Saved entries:
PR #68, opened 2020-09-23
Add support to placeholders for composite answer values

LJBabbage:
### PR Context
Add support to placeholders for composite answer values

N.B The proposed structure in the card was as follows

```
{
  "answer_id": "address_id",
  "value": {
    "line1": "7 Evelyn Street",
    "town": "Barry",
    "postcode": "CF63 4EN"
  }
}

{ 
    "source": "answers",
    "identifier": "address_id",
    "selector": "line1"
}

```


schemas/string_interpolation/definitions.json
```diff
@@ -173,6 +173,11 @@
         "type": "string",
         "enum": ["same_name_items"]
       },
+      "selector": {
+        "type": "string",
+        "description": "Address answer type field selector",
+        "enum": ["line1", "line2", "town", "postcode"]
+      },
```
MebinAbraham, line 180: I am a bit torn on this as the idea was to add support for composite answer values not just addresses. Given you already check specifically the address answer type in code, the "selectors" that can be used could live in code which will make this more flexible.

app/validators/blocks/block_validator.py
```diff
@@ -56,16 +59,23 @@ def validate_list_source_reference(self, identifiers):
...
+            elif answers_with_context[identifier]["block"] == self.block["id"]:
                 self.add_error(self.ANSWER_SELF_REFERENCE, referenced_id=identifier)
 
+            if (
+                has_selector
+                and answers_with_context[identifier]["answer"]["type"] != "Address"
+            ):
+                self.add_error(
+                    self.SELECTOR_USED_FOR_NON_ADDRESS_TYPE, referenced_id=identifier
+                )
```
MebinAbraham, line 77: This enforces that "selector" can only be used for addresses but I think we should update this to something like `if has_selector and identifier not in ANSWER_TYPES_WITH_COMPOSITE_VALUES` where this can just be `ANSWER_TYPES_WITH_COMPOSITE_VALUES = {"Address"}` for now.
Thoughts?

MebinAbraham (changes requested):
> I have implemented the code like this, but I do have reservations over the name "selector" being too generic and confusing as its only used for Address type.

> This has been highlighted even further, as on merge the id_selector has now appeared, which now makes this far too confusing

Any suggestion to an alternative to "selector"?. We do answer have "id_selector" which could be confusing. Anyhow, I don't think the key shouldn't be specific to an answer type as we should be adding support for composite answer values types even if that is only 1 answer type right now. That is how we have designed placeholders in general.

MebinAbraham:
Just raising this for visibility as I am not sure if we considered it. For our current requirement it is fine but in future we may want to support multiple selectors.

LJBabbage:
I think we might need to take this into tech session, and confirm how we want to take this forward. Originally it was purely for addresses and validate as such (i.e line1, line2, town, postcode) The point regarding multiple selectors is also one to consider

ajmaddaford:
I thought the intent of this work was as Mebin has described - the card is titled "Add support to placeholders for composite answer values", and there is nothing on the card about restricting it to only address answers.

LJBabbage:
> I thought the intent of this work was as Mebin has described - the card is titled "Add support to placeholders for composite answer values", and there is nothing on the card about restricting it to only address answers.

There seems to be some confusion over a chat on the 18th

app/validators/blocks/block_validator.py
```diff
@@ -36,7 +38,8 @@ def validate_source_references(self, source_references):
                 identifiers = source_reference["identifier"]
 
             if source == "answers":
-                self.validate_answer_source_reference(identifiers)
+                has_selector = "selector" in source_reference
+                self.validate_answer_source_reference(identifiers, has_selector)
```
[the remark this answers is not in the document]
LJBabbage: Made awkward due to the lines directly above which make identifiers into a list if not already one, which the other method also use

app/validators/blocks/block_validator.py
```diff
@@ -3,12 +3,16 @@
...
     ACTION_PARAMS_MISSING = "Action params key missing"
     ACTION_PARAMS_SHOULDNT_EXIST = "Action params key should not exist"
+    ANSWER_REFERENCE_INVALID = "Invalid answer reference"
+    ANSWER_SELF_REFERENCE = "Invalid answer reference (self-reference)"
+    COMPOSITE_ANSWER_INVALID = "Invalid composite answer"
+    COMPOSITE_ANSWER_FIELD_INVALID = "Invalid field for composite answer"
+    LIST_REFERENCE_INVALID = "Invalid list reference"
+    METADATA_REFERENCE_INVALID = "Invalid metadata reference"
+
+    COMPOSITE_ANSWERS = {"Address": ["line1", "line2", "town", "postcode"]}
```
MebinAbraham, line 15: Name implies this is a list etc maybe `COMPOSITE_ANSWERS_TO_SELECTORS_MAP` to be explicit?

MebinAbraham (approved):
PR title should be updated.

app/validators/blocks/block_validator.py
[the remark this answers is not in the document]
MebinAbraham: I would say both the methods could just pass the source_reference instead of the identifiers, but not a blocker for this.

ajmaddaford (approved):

◆ Your assignment
Your answer should consist of all lines above that include the string "params".

◆ Your solution
     ACTION_PARAMS_MISSING = "Action params key missing"
     ACTION_PARAMS_SHOULDNT_EXIST = "Action params key should not exist"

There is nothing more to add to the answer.